*Action item*.
Extract all of the entries and give them again, word for word.

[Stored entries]
PR #18558, opened 2024-10-21
[GPU][NFC] Add HLO op profiler build test.

sergachev:
hlo_op_profiler_run.cc wasn't compiled regularly and got build failures from time to time.


dimitar-asenov (approved):

xla/service/gpu/model/BUILD
```diff
@@ -967,6 +968,13 @@ cc_library(
     ]
 ]
 
+build_test(
```
akuegel, line 971: In fact, the build test is showing that there is currently a breakage when layering check is enabled. There is no dependency for the "third_party/tensorflow/tsl/platform/protobuf.h" include.

sergachev: fixed

akuegel (approved):

PR #18562, opened 2024-10-21
Compute cost tool: add an option to print costs of each instruction.

sergachev:


xla/tools/compute_cost.cc
```diff
@@ -72,14 +77,39 @@ int main(int argc, char** argv) {
...
+      *xla::LoadModuleFromFile(input, format, {});
+
+  TF_CHECK_OK(
+      module->entry_computation()->root_instruction()->Accept(&*analysis));
 
-  std::cout << std::setw(5) << std::setprecision(4)
-            << analysis->flop_count() / (1e9) << " GFLOPS. "
-            << analysis->bytes_accessed() / (1e6) << " MB." << std::endl;
+  if (all) {
+    absl::flat_hash_map<std::string, std::string> fingerprint_to_name;
```
dimitar-asenov, line 87: Please put the code from this branch in a separate function.

xla/tools/compute_cost.cc
```diff
@@ -43,18 +44,22 @@ The input file can be obtained from XProf graph viewer by clicking
...
   bool gpu = false;
+  bool all = false;
   std::vector<tsl::Flag> flag_list = {
       tsl::Flag("input", &input, "input file"),
       tsl::Flag("format", &format, "hlo|pb|pbtxt"),
       tsl::Flag("gpu", &gpu,
-                "Use GPU flavor of cost analysis instead of the generic one")};
+                "Use GPU flavor of cost analysis instead of the generic one"),
+      tsl::Flag("all", &all,
+                "Print costs and deduplicated name of each instruction, not "
```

*Written solution*.
PR #18558, opened 2024-10-21
[GPU][NFC] Add HLO op profiler build test.

sergachev:
hlo_op_profiler_run.cc wasn't compiled regularly and got build failures from time to time.


dimitar-asenov (approved):

xla/service/gpu/model/BUILD
```diff
@@ -967,6 +968,13 @@ cc_library(
     ]
 ]
 
+build_test(
```
akuegel, line 971: In fact, the build test is showing that there is currently a breakage when layering check is enabled. There is no dependency for the "third_party/tensorflow/tsl/platform/protobuf.h" include.

sergachev: fixed

akuegel (approved):

PR #18562, opened 2024-10-21
Compute cost tool: add an option to print costs of each instruction.

sergachev:


xla/tools/compute_cost.cc
```diff
@@ -72,14 +77,39 @@ int main(int argc, char** argv) {
...
+      *xla::LoadModuleFromFile(input, format, {});
+
+  TF_CHECK_OK(
+      module->entry_computation()->root_instruction()->Accept(&*analysis));
 
-  std::cout << std::setw(5) << std::setprecision(4)
-            << analysis->flop_count() / (1e9) << " GFLOPS. "
-            << analysis->bytes_accessed() / (1e6) << " MB." << std::endl;
+  if (all) {
+    absl::flat_hash_map<std::string, std::string> fingerprint_to_name;
```
dimitar-asenov, line 87: Please put the code from this branch in a separate function.

xla/tools/compute_cost.cc
```diff
@@ -43,18 +44,22 @@ The input file can be obtained from XProf graph viewer by clicking
...
   bool gpu = false;
+  bool all = false;
   std::vector<tsl::Flag> flag_list = {
       tsl::Flag("input", &input, "input file"),
       tsl::Flag("format", &format, "hlo|pb|pbtxt"),
       tsl::Flag("gpu", &gpu,
-                "Use GPU flavor of cost analysis instead of the generic one")};
+                "Use GPU flavor of cost analysis instead of the generic one"),
+      tsl::Flag("all", &all,
+                "Print costs and deduplicated name of each instruction, not "
```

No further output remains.